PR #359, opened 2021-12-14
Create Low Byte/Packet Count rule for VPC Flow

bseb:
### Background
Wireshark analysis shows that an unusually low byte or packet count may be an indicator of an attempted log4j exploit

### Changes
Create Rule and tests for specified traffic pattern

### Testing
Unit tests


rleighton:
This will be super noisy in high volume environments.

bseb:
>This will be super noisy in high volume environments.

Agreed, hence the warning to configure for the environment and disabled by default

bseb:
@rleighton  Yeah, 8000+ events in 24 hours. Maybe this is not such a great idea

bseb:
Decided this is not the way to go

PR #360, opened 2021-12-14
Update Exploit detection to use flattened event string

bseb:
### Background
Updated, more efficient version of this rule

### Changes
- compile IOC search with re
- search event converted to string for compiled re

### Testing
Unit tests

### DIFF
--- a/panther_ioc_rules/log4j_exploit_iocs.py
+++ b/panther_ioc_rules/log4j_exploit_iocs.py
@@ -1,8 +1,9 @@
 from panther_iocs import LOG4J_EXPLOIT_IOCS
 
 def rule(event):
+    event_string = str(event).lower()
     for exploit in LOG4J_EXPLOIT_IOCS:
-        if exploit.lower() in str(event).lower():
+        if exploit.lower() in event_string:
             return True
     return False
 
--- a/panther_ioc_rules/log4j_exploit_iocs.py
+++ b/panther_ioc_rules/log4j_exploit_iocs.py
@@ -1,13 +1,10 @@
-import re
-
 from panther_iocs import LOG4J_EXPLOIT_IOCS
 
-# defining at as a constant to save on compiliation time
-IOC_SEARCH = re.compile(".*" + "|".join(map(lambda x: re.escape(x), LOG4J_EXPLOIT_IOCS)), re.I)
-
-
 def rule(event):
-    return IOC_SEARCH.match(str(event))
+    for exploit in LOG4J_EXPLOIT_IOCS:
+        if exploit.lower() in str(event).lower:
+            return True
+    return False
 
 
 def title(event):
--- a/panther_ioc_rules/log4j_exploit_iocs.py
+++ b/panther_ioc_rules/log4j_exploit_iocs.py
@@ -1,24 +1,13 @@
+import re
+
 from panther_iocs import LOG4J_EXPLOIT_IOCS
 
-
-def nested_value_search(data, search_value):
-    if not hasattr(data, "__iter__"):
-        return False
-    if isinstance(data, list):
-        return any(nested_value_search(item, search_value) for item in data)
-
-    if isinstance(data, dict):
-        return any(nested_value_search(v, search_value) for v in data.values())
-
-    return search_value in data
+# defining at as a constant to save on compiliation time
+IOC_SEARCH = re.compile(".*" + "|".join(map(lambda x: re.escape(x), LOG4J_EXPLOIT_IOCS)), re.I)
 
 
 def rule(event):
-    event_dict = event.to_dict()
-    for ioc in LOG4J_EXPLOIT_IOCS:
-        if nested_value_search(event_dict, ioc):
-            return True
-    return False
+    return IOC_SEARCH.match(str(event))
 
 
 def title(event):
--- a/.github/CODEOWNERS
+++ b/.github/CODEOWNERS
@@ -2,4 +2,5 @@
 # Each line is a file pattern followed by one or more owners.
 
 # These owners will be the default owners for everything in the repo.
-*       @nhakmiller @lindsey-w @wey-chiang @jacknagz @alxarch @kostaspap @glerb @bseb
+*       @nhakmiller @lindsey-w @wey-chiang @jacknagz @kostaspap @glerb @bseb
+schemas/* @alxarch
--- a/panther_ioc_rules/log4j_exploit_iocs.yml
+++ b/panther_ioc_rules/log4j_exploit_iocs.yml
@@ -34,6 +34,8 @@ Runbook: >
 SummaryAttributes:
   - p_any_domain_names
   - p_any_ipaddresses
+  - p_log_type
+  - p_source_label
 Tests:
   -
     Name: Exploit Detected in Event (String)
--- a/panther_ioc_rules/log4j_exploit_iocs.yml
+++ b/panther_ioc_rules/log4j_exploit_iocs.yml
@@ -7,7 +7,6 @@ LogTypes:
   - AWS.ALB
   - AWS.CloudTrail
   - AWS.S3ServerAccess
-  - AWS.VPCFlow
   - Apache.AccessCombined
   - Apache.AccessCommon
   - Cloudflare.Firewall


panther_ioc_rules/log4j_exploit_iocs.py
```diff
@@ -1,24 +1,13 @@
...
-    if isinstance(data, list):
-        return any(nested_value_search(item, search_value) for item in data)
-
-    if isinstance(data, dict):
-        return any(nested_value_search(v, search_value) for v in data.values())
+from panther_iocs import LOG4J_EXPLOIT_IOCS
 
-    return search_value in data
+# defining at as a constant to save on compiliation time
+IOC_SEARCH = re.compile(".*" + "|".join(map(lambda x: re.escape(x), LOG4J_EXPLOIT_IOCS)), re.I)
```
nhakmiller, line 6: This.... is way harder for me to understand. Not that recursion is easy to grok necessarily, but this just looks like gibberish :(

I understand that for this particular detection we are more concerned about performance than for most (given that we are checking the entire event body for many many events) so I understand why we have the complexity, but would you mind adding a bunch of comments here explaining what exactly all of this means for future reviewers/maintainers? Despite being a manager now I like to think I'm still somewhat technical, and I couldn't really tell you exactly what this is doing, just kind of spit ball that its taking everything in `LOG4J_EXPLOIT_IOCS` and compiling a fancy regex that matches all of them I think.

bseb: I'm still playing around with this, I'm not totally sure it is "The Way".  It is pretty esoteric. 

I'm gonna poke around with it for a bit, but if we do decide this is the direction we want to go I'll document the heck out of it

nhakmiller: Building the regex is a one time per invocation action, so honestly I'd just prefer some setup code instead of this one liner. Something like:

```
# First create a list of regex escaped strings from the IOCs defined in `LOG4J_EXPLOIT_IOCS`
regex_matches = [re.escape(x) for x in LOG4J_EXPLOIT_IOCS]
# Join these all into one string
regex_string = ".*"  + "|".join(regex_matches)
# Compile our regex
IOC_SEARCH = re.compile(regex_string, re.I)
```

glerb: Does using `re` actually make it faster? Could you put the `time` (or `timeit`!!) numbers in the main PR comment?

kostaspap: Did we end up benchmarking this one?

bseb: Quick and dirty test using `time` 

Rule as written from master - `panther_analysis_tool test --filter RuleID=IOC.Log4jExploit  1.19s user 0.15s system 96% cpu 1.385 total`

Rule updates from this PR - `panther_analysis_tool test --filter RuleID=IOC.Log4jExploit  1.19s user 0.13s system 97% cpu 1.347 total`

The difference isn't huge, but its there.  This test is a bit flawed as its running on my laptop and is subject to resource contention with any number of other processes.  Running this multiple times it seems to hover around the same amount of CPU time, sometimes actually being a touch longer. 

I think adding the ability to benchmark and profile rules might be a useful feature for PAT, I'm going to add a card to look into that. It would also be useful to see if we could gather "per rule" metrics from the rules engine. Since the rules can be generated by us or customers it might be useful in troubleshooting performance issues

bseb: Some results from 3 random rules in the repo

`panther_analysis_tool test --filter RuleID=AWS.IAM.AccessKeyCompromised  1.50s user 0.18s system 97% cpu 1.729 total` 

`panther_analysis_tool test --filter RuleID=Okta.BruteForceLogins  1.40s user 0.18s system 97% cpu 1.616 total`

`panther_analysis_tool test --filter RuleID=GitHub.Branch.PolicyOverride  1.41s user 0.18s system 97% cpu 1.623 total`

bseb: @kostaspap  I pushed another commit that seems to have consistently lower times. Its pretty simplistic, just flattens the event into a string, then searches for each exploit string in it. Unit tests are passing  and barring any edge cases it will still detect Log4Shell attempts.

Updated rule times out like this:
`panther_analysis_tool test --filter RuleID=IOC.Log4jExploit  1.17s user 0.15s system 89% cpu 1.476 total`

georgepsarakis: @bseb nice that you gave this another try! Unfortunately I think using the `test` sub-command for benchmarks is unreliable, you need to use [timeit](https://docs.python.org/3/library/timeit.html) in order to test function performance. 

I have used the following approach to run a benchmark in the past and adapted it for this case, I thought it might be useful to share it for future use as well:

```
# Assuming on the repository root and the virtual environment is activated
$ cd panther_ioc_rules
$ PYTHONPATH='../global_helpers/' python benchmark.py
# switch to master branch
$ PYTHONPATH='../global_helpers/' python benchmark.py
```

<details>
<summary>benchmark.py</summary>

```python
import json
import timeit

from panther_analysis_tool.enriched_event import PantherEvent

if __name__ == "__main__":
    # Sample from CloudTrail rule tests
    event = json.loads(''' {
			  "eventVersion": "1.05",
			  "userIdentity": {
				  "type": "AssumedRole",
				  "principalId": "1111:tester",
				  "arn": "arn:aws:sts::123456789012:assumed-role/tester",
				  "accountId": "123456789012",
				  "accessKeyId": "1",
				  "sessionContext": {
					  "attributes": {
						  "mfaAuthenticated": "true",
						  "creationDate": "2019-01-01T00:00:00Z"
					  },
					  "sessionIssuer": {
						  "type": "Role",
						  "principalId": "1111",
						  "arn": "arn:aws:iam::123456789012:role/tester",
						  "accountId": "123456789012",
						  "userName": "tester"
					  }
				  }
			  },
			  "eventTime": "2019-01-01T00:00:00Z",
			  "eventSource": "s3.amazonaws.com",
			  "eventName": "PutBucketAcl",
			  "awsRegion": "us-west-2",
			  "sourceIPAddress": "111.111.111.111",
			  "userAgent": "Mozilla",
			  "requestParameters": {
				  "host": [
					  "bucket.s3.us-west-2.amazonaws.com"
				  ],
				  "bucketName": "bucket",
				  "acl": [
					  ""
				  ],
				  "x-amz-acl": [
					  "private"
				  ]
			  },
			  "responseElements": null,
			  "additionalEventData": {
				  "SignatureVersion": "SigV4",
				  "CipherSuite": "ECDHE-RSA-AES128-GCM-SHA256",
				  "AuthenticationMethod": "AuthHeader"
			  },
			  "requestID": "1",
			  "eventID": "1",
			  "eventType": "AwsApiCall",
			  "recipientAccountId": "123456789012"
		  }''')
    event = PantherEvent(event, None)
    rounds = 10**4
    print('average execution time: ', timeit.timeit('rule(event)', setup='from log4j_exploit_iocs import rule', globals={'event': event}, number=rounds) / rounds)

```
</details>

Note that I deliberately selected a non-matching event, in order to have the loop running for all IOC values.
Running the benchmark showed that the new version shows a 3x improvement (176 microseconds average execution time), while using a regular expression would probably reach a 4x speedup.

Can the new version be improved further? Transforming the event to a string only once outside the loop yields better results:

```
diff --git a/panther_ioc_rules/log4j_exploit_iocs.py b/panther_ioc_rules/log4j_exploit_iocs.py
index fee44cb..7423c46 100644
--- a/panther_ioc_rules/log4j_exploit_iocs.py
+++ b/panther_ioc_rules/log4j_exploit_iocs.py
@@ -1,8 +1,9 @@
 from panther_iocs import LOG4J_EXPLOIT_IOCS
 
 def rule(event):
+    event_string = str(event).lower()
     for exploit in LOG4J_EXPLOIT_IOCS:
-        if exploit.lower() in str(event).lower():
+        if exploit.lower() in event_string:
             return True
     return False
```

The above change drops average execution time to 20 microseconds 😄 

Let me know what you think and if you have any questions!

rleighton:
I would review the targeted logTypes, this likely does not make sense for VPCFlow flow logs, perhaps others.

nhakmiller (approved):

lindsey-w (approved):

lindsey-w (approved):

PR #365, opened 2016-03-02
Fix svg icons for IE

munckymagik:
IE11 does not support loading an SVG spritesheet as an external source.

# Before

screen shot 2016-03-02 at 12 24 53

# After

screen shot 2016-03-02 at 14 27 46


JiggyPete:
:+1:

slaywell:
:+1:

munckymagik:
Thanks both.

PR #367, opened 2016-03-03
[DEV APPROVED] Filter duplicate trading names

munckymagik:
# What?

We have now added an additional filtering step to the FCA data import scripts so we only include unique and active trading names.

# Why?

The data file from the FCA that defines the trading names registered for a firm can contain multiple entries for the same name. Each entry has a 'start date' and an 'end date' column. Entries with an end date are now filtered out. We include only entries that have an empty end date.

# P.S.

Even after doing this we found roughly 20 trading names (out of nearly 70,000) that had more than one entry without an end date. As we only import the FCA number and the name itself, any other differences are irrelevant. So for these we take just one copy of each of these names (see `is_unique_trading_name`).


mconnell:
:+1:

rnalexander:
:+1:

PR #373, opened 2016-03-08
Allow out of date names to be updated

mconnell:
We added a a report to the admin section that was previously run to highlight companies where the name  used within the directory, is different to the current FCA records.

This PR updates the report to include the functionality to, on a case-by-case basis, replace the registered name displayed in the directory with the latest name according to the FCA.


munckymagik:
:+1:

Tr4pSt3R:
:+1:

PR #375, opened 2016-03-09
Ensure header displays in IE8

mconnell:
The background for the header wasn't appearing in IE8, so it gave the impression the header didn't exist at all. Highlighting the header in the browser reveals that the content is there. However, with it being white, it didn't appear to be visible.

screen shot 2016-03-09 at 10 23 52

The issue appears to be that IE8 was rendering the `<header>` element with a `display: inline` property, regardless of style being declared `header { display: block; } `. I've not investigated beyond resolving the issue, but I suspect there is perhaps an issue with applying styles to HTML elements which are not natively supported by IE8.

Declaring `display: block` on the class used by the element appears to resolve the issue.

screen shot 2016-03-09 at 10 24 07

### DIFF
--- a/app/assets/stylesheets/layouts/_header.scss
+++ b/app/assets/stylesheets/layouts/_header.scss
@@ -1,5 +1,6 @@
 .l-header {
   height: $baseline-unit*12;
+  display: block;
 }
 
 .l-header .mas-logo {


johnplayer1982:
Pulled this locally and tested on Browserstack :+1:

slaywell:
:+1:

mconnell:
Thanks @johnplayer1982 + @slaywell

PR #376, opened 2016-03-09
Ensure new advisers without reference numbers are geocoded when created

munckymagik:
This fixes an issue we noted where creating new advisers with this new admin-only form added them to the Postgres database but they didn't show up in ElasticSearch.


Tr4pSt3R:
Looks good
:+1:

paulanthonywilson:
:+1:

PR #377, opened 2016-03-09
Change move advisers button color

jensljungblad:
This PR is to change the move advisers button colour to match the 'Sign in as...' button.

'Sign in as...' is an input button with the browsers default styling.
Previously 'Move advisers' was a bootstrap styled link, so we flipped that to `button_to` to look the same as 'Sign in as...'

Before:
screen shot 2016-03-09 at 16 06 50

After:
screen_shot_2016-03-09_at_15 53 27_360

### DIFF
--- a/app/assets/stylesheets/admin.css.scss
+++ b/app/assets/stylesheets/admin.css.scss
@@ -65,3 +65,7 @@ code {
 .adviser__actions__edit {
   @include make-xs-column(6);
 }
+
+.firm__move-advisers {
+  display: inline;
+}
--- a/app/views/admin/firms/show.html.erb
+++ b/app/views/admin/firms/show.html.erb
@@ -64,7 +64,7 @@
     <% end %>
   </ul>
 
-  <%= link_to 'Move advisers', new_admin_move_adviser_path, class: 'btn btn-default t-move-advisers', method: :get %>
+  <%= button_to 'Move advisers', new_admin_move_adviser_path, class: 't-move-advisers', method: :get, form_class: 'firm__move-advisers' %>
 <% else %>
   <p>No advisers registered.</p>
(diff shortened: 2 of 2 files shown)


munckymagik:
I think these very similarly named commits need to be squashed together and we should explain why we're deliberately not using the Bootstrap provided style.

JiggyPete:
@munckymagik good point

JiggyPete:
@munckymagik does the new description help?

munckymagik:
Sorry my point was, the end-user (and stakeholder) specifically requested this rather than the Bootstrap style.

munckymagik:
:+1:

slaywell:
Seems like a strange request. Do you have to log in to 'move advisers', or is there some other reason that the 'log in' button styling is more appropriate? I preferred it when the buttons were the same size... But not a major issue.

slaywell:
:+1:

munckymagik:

Work instructions: Counting only lines that hold "default", report how many there are in the records above, as a bare number.

Written answer: 4